TiVo and Sky + may actually benefit advertisers that are developing interactive ads and longer format programming. Recent data released by TiVo even suggests that users of the technology still want to watch traditional TV advertising. Viewers who taped the Super Bowl replayed Pepsi's Britney Spears ad more times than any other portion of the game.
Now seems an apposite time to assess the impact of PVRs in the UK as TiVo has just announced findings on its users' viewing habits and Sky revealed in its annual results that it now has 25,000 Sky + users.
Take-up of PVR technology in the UK is still woefully slow. TiVo won't reveal its UK subscriber figures, presumably because they are so low, but observers suggest they are running at around 10,000. Globally it has 380,000 subscribers. Sky +, which launched last September, also has yet to make significant inroads into the Sky Digital subscriber base.
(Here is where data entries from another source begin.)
PR #751, opened 2021-12-10
gtk: manually implement callback getters

bilelmoussaoui:
Not sure if they are worth it but those are part of the very few remaining "not generated" functions

### DIFF
--- a/gtk4/Gir.toml
+++ b/gtk4/Gir.toml
@@ -855,6 +855,10 @@ manual_traits = ["ComboBoxExtManual"]
     manual = true # use Option<u32>
     doc_trait_name = "ComboBoxExtManual"
     [[object.function]]
+    name = "get_row_separator_func"
+    # getting the callbacks that could have been set from C is impossible and the api itself is not that useful
+    ignore = true
+    [[object.function]]
     name = "set_row_separator_func"
         [[object.function.parameter]]
         name = "func"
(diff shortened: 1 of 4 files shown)


gtk4/src/combo_box.rs
```diff
@@ -47,4 +53,13 @@ impl<O: IsA<ComboBox>> ComboBoxExtManual for O {
             x => Some(x as _),
         }
     }
+
+    fn row_separator_func<F: Fn(&TreeModel, &TreeIter) -> bool + 'static>(
+        &self,
+    ) -> Option<Box_<F>> {
+        unsafe {
+            let func = ffi::gtk_combo_box_get_row_separator_func(self.as_ref().to_glib_none().0);
```
sdroege, line 61: That won't do. The function could've also been set by C so it's not necessarily a `Box`, and also otherwise you would need to get it with the very exact closure type here (impossible) or use at the setter and getter a `dyn Fn` as type.

Also: the pointer returned here is the C function / trampoline, the boxed closure is the `user_data` (which you can't get).

If we could also get the `user_data` then we could make a wrapper around that in theory... but as we can't guarantee its lifetime that would also be unsafe.

I'd say, the way how the C API is right now you should just forget binding these functions :)

bilelmoussaoui: That's unfortunate I guess :) but also from a rust app use case, i don't think those functions are very useful and they are only used in widgets that will hopefully be deprecated in future releases and replaced with the new ones (all of them are from the CellRenderer's era).

I will go ahead and mark them as ignored then with a comment explaining why

sdroege (approved):

PR #752, opened 2021-12-10
gdk: Cursor is Send

elmarco:
It only has read-only methods.

### DIFF
--- a/gdk4/Gir.toml
+++ b/gdk4/Gir.toml
@@ -392,6 +392,7 @@ status = "generate"
 name = "Gdk.Cursor"
 status = "generate"
 generate_builder = true
+concurrency = "send"
 
 [[object]]
 name = "Gdk.Device"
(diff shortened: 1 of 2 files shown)


sdroege:
I think that's wrong. The cursor can have a reference to a texture, which might be backed by OS resources (e.g. GL, Windows HWND, etc) and that's clearly not `Send`.

elmarco:
Hmm.

https://docs.gtk.org/gdk4/class.Cursor.html#description

Cursors are immutable objects, so once you created them, there is no way to modify them later. You should create a new cursor when you want to change something about it.

Same for GdkTexture actually.

sdroege:
Yes but you can't access textures from any other thread than the main thread (with the exception of memory textures).

elmarco:
hmm ok

sdroege:
That's generally the rule for anything in GDK that works with system resources.

PR #753, opened 2021-12-12
mark dependencies as optional

### LINKED ISSUE #676: Make the x11/wayland specific crates optional
Currently gdk-x11 & gdk-wayland depends on rust crates for specific features and those dependencies are enabled by default even if you don't need them.

Instead of this situation, we can still keep using them but put them behind a feature flag & make it enabled by default. This way people not needing them can still save few crates on their lib/gui app

cc @elmarco

bilelmoussaoui:
The first commit is unrelated to the PR, it drops some functions that can't be generated nor implemented

Fixes #676


bilelmoussaoui:
cc @GuillaumeGomez, would be nice to have something similar in gtk3-rs as well someday

PR #757, opened 2021-12-14
Fix code snippets and some formatting in gobject_memory_management

hbina:
Signed-off-by: Hanif Ariffin <hanif.ariffin.4326@gmail.com>


Hofer-Julian:
Thanks, seems like these anchors got lost during a refactor.

PR #761, opened 2021-12-16
bump version number

bilelmoussaoui:


sdroege:
Why? Don't we want to release everything in sync soonish? :)

bilelmoussaoui:
> Why? Don't we want to release everything in sync soonish? :)

Yes, but I'm not doing a release heh. I didn't do a bump post the latest release

bilelmoussaoui:
> Why? Don't we want to release everything in sync soonish? :)

Also, the reason I set the versions of gtk-rs-core crates to 0.15 even if we use git for now; is to simplify the needed changes once we have to do a release by just dropping the git part of each dependency.

sdroege:
Sure, the version should always be bumped directly after release also for `cargo` un-confusion reasons :)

However, this will change. Not least because Sky + is central to Sky's strategy of increasing average revenue per subscriber to £400 by 2005.
It currently stands at £341. Sky +, which like TiVo automatically records programmes according to viewers' preferences and can also pause live programming while running through the Sky Digital EPG, has a high entry level price.
The set-top box costs £300 and subscription costs £10 a month. TiVo, which is also backed by Sky but works across other platforms such as cable, costs the same.
However, digital TV experts expect use of PVRs to become widespread.
Research from Informa Media forecasts that 40 per cent of digital satellite homes will have a PVR by 2010. Marcus Vinton, the chief creative officer at Spring TV, says: "Sky's targets won't be achieved through its commerce but through video on demand. A sizeable part of the public is happy to pay between £15 and £30 a month for bespoke content on demand."
The vision at TiVo and Sky, which also develops marketing on behalf of TiVo (recent press and cinema ads were created by Bates UK), is that Sky + will be the natural choice for Sky Digital subscribers with TiVo the PVR for cable, analogue and digital terrestrial viewers.
Recent TiVo research predicts that PVRs will eventually spell the end of primetime television because close to 70 per cent of PVR viewers watch recorded programmes rather than "live
television. Matthew George, the product marketing manager for TiVo, says: "When somebody uses TiVo the only programmes they watch live are major news events or live sport. The typical user will check the news then go to the 'now playing' TiVo screen to watch their pre-recorded selections."
So what effect does this behaviour have on viewing of advertising? "It's a myth that TiVo boxes have a magic button that zaps out advertising but in recorded programming viewers will fast forward through ads just like with a VCR but if people make good ads then viewers will watch them."
Andy Tilley, the managing partner at Unity, says: "We will end up with advertising that people select themselves. Advertising will become a selection of messages with greater relevance to consumers rather than passive advertising."
Also, TiVo and Sky + may open new avenues for interactive advertisers.
George says that in the US advertisers including BMW have developed longer format programming that viewers can download from the TiVo box. Similar advertising in the UK is likely to follow. George says: "TiVo stops the broadcast stream so you can click and watch an interactive ad and then go back to the programme."
Sky is also likely to work with advertisers on interactive advertising through the Sky + box. A Sky spokesman says: "We don't see PVRs as a threat to advertising. Looking ahead there are opportunities for advertisers. Once you have the hard disk storage facility of a PVR, then you can use it for things other than programming: interactive advertising, targeted advertising."
Vinton supports the suggestion that PVRs will provide advertisers will some interesting options: "Advertising won't disappear but consumption of TV is becoming fragmented. Even the best advertising in the world will find it harder to cut through the noise. Advertisers are faced with the choice of spending three times as much to be as effective or in investing in longer format programming."
TiVo and Sky also argue that the introduction of PVRs will lead to greater levels of insight into viewing habits, providing useful information for advertisers. Andrew Cresci, the vice-president of TiVo Europe, says: "Detailed analysis provides invaluable data for the industry, as it not only shows how many consumers watched an ad but details the exact part of programmes that they watched and how many times it was replayed."
Despite the current low levels of penetration of PVRs, Vinton says: "I do think that TiVo is a good tool; however, it has had very little marketing in the UK. Digital boxes that offer a 'one-stop watch' approach (Sky +) provide a far more compelling and less complicated purchase decision.
The 'whatever-whenever' factor is changing television consumption in a very real and consumer friendly way."